• **SOURCE INFORMATION**

* * *

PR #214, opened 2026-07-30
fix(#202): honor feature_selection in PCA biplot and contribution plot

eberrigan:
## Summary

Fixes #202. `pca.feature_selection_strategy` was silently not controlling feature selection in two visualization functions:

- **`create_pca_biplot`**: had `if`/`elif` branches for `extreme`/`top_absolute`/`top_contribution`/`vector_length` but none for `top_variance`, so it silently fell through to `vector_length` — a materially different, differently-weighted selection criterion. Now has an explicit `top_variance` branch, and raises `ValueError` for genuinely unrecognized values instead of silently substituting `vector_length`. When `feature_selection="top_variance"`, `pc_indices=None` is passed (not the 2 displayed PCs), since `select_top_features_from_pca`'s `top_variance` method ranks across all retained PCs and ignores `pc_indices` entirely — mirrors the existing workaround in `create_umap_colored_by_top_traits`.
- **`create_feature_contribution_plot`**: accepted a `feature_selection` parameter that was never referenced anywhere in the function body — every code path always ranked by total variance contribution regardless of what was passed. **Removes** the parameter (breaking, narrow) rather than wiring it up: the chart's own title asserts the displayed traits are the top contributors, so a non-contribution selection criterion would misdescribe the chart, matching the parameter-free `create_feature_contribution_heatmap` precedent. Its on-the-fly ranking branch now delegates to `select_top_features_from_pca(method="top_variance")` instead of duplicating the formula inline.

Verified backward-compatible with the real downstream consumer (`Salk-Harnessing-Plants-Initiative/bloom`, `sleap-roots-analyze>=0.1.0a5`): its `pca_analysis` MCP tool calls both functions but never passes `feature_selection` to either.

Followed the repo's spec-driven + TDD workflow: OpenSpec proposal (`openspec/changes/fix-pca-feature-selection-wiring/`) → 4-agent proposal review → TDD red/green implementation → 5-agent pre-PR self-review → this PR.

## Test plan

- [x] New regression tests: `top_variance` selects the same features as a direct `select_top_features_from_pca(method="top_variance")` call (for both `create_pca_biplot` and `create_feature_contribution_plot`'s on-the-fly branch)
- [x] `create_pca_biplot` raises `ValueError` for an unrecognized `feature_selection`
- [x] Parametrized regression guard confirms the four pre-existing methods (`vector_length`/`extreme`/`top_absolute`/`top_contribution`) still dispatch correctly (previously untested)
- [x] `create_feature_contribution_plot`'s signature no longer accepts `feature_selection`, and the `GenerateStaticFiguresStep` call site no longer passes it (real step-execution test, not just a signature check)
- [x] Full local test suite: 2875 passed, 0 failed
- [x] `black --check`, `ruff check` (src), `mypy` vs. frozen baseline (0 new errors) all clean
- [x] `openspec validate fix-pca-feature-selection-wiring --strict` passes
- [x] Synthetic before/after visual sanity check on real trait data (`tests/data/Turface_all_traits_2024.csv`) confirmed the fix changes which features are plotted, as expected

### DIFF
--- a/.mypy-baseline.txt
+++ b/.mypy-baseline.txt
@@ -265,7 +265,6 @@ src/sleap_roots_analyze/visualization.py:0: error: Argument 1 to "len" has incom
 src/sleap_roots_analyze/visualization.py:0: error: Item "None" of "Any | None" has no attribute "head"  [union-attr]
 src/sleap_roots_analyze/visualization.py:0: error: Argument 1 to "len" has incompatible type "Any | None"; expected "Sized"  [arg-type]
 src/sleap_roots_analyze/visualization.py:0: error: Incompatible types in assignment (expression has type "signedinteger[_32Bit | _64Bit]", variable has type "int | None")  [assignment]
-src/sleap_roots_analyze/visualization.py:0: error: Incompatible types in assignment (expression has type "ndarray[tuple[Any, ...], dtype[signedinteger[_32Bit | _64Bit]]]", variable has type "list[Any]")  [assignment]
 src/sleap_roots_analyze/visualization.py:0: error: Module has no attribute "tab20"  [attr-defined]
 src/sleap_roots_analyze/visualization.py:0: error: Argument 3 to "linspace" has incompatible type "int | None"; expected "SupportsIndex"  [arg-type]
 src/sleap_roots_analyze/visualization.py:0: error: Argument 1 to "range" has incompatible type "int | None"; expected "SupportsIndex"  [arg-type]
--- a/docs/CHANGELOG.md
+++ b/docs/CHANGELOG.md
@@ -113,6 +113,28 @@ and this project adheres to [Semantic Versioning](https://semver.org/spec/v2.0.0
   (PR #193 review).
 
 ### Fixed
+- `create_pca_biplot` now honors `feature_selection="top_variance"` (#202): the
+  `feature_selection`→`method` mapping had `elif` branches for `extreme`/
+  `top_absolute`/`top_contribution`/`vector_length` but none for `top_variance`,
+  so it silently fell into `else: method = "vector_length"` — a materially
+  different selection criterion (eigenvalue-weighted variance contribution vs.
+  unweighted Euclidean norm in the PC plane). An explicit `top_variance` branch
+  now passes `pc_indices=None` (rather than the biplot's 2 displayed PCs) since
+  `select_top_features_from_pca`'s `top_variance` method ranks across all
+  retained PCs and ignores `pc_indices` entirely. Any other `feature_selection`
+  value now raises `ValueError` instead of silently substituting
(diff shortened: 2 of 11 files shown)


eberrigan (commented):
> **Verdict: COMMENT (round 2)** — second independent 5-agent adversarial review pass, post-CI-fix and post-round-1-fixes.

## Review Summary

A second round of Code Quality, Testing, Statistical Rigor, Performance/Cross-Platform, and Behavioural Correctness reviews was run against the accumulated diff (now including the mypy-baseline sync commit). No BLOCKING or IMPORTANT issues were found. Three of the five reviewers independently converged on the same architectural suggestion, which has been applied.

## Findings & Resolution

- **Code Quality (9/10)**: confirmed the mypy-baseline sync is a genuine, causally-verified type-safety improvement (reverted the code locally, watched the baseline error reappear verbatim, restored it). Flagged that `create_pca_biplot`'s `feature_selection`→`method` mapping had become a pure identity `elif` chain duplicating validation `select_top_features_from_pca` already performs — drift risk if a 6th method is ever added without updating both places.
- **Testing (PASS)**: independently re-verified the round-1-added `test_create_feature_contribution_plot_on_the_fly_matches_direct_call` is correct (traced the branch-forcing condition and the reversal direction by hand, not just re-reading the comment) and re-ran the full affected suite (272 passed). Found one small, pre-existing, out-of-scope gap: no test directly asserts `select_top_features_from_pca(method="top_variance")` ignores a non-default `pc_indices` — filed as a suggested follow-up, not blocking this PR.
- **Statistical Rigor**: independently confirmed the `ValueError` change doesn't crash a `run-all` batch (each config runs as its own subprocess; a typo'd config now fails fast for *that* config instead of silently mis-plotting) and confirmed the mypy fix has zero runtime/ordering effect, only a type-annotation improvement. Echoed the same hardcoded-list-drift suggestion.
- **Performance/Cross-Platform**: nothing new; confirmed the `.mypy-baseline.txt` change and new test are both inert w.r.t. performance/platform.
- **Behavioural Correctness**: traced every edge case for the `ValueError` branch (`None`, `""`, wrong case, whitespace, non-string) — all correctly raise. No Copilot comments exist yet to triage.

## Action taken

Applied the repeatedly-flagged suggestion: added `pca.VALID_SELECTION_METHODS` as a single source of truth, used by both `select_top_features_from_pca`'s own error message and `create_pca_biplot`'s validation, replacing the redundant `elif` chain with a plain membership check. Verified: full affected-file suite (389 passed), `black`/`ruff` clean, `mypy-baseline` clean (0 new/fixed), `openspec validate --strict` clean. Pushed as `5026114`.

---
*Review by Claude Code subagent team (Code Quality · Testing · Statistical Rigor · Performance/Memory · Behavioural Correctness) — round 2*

* * *

Everything from the first line of the entries above through the line with "was silently not" is to be reproduced exactly, and nothing else.

• **WORKED SOLUTION**
PR #214, opened 2026-07-30
fix(#202): honor feature_selection in PCA biplot and contribution plot

eberrigan:
## Summary

Fixes #202. `pca.feature_selection_strategy` was silently not controlling feature selection in two visualization functions:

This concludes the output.